Struct-X: Enhancing Large Language Models Reasoning with Structured Data
Xiaoyu Tan, Haoyu Wang, Xihe Qiu, Yuan Cheng, Yinghui Xu, Wei Chu, Yuan Qi
TL;DR
Struct-X tackles the challenge of leveraging structured data for large language model reasoning by introducing a read-model-fill-reflect-reason workflow that topologically encodes knowledge graphs, fills gaps with retrieval, and distills tokens with Self-Reg before feeding a condensed topology-aware input to LLMs. A Graph Topology Encoder and a dedicated Knowledge Injection/Retrieval pipeline preserve both semantic and topological information, while an Auxiliary Module generates adaptive prompts to steer reasoning. Empirical results on knowledge-graph QA and long-document tasks show state-of-the-art performance across four benchmarks, with notable gains over embedding-based methods and open-source LLMs, including substantial improvements for Llama2 when augmented by Struct-X. The work demonstrates that dynamic knowledge injection, selective retrieval, and topology-aware representation can significantly boost complex, multi-hop reasoning in LLMs, offering practical gains for real-world structured data interpretation.
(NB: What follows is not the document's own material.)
Issue #1310, opened 2023-07-21
modify status change on task status update


heyrandhir:
Include other status such as needs review, in review for marking users idle. Currently this is happening only for assigned and in progress and completed status.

Future work may focus on richer graph representations and more robust prompting strategies to further improve factuality and efficiency.
Abstract
Structured data, rich in logical and relational information, has the potential to enhance the reasoning abilities of large language models (LLMs). Still, its integration poses a challenge due to the risk of overwhelming LLMs with excessive tokens and irrelevant context information. To address this, we propose Struct-X, a novel framework that operates through five key phases: ``read-model-fill-reflect-reason'' efficiently enabling LLMs to utilize structured data. It begins by encoding structured data into a topological space using graph embeddings, followed by filling in missing entity information with knowledge retrieval modules, and filtering out irrelevant tokens via a self-supervised module. The final phase involves constructing a topological network with selected tokens to further reduce the total token length for more effective LLM inference. Additionally, Struct-X includes an Auxiliary Module trained to generate prompts, aiding LLMs in analyzing structured data. Extensive experiments on benchmarks, including the knowledge graph question-answer task and the long document reading comprehension task, show that Struct-X notably improves LLM reasoning, demonstrating the effectiveness of structured data augmentation in improving LLM inference with complex input context.